ALS ice bucket challenge: Over half of Brits polled did not donate to charity afterwards

A third did not know what the ice bucket challenge was in aid of

Over half of Brits polled said they did not donate to an ALS charity after taking part in an ice bucket challenge.

Additionally, 53 per cent of people who did complete the challenge did not know what cause it was supporting, a new survey has revealed.

Read more: The ALS Association doesn't yet know what to do with all this ice bucket challenge money
Is it really about awareness for ALS or self-promotion?

The trend, led by high profile names including Bill Gates, Sir Patrick Stewart, Britney Spears, Lady Gaga and George Bush, prompted thousands of people across the UK to publish videos online of ice cold water being poured over their heads.

A survey conducted by VoucherCodesPro looking at social media trends found that almost half of the 1, 528 adults it polled had undertaken an ice bucket challenge of their own.

Amyotrophic lateral sclerosis (ALS) is the American name for the condition usually referred to as motor neurone disease (MND) in the UK, where the leading organisation is the Motor Neurone Disease Association.

ALS affects the brain and the spinal cord. Motor neurons degenerate and die which makes it increasingly difficult to move muscles. There is currently no cure.

The challenge aims to raise awareness for ALS and money for the ALS Association. Fifty-six per cent of those who did participate said they did not donate afterwards, while over a third of respondents said they did the challenge just to gain attention on social media.
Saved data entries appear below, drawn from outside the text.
PR #3492, opened 2024-11-19
handle workbench not enabled

Gkrumbach07:
https://issues.redhat.com/browse/RHOAIENG-15252

## Description

hides workbench related things when the area is not enabled

## How Has This Been Tested?

disable workbenches and check that everything from jira is hidden

## Test Impact

added tests to areas project list and project details

## Request review criteria:

If you have UI changes: 

### DIFF
--- a/frontend/src/__tests__/cypress/cypress/tests/mocked/projects/projectDetails.cy.ts
+++ b/frontend/src/__tests__/cypress/cypress/tests/mocked/projects/projectDetails.cy.ts
@@ -58,6 +58,7 @@ type HandlersProps = {
   pipelineServerInitializing?: boolean;
   pipelineServerErrorMessage?: string;
   rejectAddSupportServingPlatformProject?: boolean;
+  disableWorkbenches?: boolean;
 };
 
 const initIntercepts = ({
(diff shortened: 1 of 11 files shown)


DaoDaoNoCode (commented):
I got 2 questions:
1. How are we going to deal with the `Existi
ng connected workbenches` and `Connected workbench` fields in this situation?

Screenshot 2024-11-22 at 2 47 34 PM

2. Should we block fetch to all the notebooks if the workbench flag is disabled?
3. This button on Global project page should be disabled or hidden definitely

Screenshot 2024-11-22 at 2 51 35 PM

4. I can still access the notebook controller via URL (not through the UI), should we disable the route as well?

Gkrumbach07:
1. i say we hide them
2. block all fetch - no, lets just hide where we would try to display it (i know its probably still fetching in the background but i think that is ok)
3. i will disable it
4. url no, we dont do that in the dashboard

dpanshug (changes requested):
~~Can you add the feature flag here https://github.com/opendatahub-io/odh-dashboard/blob/f0b961cca9a09670cf0dcdce1103184a5286b6bd/frontend/src/concepts/areas/const.ts#L93~~

~~Also here so we can disable the feature flag from disableFeatureFlags banner.
https://github.com/opendatahub-io/odh-dashboard/blob/f0b961cca9a09670cf0dcdce1103184a5286b6bd/frontend/src/concepts/areas/const.ts#L4~~

Edit: I see now, we're not adding a feature flag, taking it back.

DaoDaoNoCode (approved):
/lgtm

PR #3505, opened 2024-11-21
Change token secret to have middle truncation

ashley-o0o:
Closes: [RHOAIENG-11861](https://issues.redhat.com/browse/RHOAIENG-11861)

## Description
Updated token secrets to have middle truncation.
Due to PatternFly not having a true fix for this yet, I’m using our InlineTruncatedClipoardCopy.tsx work around for this fix. A few modifications added to that file to allow for middle truncation. 

## How Has This Been Tested?
Tested locally. 

- Create a model mesh server with a model that requires a token
- View the Token secret in the Models and model servers table 

## Test Impact
No new tests added 

## Screenshots 
Before:
Screenshot 2024-11-21 at 11 32 28 AM

After:
Screenshot 2024-11-21 at 11 32 45 AM

## Request review criteria:

If you have UI changes: 

### DIFF
--- a/frontend/src/components/InlineTruncatedClipboardCopy.tsx
+++ b/frontend/src/components/InlineTruncatedClipboardCopy.tsx
@@ -3,6 +3,7 @@ import * as React from 'react';
 
 type Props = {
   textToCopy: string;
+  truncatePosition?: 'start' | 'middle' | 'end';
   testId?: string;
   maxWidth?: number;
 };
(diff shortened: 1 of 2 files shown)


christianvogt:
@ashley-o0o i think the tooltip is likely ok. Before the change I could scroll the input to see the full value. With the truncation and no tooltip there's no way to see the value without copying it.

I suggest you keep the tooltip and have UX see it. At the very least having the tooltip remains consistent with all other truncation scenarios.

jenny-s51 (approved):
Workaround looks good @ashley-o0o ! FWIW, PF Topology has a [`truncateMiddle` util](https://github.com/patternfly/react-topology/blob/b88e9eb7ad15aa52bb33a92ea295633f144c446a/packages/module/src/utils/truncate-middle.ts#L19) which would have been awesome to use here, but it's not available for consumers to import outside of Topology. 

Left a comment / suggested solution for this in https://github.com/patternfly/patternfly-react/issues/10892#issuecomment-2494822963 - looks like the PF team has prioritized this issue for the Q1 milestone 🎉

PR #3506, opened 2024-11-21
Fix search param issues on pipeline runs table

DaoDaoNoCode:
JIRA: [RHOAIENG-16026](https://issues.redhat.com/browse/RHOAIENG-16026)

## Description

Fix issues as described in the JIRA.
Added a hook named `usePipelineFilterSearchParams` to use the search params as the only source of truth for the pipeline filters on the pipeline runs table.
1. When loading with search params in the URL, it will automatically find the valid filters and apply it
2. When switching between the tabs, it will unmount and mount the tabs in case the search params change on one tab affects another
3. The tab will remember it's last search params when switching between tabs, so users won't lose track of the filters when they change tabs in the pipeline runs table. If you navigate to another page and click back to the page, all the filters will be reset. (However, if you use the `Back` button on the browser, the filters will be kept because the search params are in the history)

## How Has This Been Tested?

1. Go to the global pipeline runs page
2. Set some filters, see how the URL changes with the search params
3. Go to other tabs on the same page, set some different filters
4. Switch between tabs and see if all the filters are kept for different tabs
5. Refresh the page with the search params, see if the search filters are auto set according to the search params

## Test Impact

Added some tests to verify the new hook.

## Request review criteria:

If you have UI changes: 

### DIFF
--- a/frontend/src/__tests__/cypress/cypress/pages/pipelines/pipelineRunTable.ts
+++ b/frontend/src/__tests__/cypress/cypress/pages/pipelines/pipelineRunTable.ts
@@ -49,13 +49,8 @@ class PipelineRunsTable {
     return cy.findByTestId(this.testId);
   }
 
-  shouldRowNotBeVisible(name: string) {
-    this.find()
-      .parents()
-      .find('tr')
-      .find(`[data-label=Name]`)
-      .contains(name)
-      .should('not.be.visible');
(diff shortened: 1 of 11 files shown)


DaoDaoNoCode:
Great thanks to @christianvogt for the solution to record the history of each tab 👏

PR #3507, opened 2024-11-21
feat: added route configurations

olavtar:
https://issues.redhat.com/browse/NVPE-28

## Description

Added route configurations to the NIM model deployments similar to KServe.
image

## How Has This Been Tested?

Tested to have access through the external route. 

## Test Impact

Tested to have access through the external route through creating a workbench.

## Request review criteria:

If you have UI changes: 


andrewballantyne (changes requested):
image

Do you see this on your table in the model tab? (it's also on the overview card) 

I see this after submitting the modal. No sense in having route logic if we can't use it on the flip side.

frontend/src/__tests__/cypress/cypress/tests/mocked/projects/modelServingNim.cy.ts
```diff
@@ -346,4 +346,47 @@ describe('NIM Model Serving', () => {
...
+      nimDeployModal.findExternalRouteError().should('not.exist');
+
+      // Re-enable authentication
+      nimDeployModal.findModelRouteCheckbox().check();
+      nimDeployModal.findAuthenticationCheckbox().check();
+      nimDeployModal.findExternalRouteError().should('not.exist');
+
+      // should display the default service account name when "Model route" is checked
+      nimDeployModal.findModelRouteCheckbox().check();
+      nimDeployModal.findServiceAccountNameInput().should('have.value', 'default-name');
```
andrewballantyne, line 389: Seems we have a gap here -- I went ahead and logged a tech debt here. https://issues.redhat.com/browse/RHOAIENG-16190

We should definitely test more of this area -- but I don't think you need to do this as we didn't do it in KServe modal either 😞

andrewballantyne:
> image
> Do you see this on your table in the model tab? (it's also on the overview card)
> 
> I see this after submitting the modal. No sense in having route logic if we can't use it on the flip side.

I actually think this is more because the model is not deploying -- I checked a few other configurations -- and I'm having similar issues but other things are working. Let me go to the channel and see if we can get a proper deployment of a model

frontend/src/__tests__/cypress/cypress/tests/mocked/projects/modelServingNim.cy.ts
olavtar: After successfully deploying I see this:
image

andrewballantyne (approved):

A further one in ten claimed to have done an ice bucket challenge because they felt pressured into doing so after receiving a nomination.

Only sixteen per cent said they donated between £1 and £3 to an ALS charity after completing the challenge, while three per cent said they donated £10 or more.

Video: The ALS ice bucket craze

Despite the less than encouraging responses, the ALS Association has received a record $94.3 million (£57 million) in donations since 29 July.

The group received $2.7 million (£1.6 million) during the same time period in 2013, highlighting the success of this year's challenge.